What is required >> In how many lines of the material below does the string "creating" appear? Answer with a single number.

Records for this exercise >>

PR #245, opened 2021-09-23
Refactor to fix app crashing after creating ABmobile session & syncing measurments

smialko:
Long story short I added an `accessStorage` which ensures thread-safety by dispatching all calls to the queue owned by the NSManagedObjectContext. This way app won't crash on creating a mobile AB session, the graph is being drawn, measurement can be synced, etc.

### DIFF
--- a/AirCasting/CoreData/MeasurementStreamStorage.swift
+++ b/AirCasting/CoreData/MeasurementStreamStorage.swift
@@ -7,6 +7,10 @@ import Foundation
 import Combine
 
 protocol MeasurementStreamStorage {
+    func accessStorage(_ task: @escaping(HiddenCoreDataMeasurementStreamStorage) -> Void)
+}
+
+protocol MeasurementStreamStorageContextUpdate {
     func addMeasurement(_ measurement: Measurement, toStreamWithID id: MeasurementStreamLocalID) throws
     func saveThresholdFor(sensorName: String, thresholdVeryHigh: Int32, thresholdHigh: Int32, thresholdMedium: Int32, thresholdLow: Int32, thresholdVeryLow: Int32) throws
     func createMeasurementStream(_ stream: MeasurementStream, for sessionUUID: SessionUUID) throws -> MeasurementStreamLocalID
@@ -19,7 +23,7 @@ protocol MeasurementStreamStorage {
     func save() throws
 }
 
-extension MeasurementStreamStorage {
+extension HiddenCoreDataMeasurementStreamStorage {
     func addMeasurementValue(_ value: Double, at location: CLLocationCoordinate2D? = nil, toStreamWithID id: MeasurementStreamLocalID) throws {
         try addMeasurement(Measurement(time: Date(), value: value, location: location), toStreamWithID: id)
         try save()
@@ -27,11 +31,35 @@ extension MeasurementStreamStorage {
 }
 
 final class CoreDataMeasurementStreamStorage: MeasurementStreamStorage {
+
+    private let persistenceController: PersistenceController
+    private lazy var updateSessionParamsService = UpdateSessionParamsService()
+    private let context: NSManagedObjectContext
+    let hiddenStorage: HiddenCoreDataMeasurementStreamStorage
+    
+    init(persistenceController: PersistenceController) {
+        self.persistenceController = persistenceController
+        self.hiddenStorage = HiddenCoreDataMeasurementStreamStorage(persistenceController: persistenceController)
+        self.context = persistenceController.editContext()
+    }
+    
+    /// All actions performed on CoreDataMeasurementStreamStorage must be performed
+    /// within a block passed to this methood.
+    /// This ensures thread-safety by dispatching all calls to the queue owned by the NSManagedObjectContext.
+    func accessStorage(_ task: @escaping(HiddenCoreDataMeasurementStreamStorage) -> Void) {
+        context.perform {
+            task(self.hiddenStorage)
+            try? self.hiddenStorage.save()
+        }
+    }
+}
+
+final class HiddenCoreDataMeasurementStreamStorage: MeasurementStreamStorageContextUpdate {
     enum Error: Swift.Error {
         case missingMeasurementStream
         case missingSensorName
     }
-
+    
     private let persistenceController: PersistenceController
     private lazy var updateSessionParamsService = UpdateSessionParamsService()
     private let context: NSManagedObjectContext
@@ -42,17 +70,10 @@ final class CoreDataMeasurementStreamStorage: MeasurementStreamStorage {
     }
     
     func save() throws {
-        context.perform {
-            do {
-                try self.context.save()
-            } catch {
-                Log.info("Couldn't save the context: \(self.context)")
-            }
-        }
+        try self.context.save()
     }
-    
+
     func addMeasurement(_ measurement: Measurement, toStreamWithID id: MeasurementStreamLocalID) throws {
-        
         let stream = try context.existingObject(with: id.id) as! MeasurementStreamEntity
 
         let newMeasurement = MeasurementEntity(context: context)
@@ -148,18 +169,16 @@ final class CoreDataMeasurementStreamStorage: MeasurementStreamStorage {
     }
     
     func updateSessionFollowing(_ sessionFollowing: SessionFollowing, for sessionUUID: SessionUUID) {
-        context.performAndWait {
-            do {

Written answer >> 2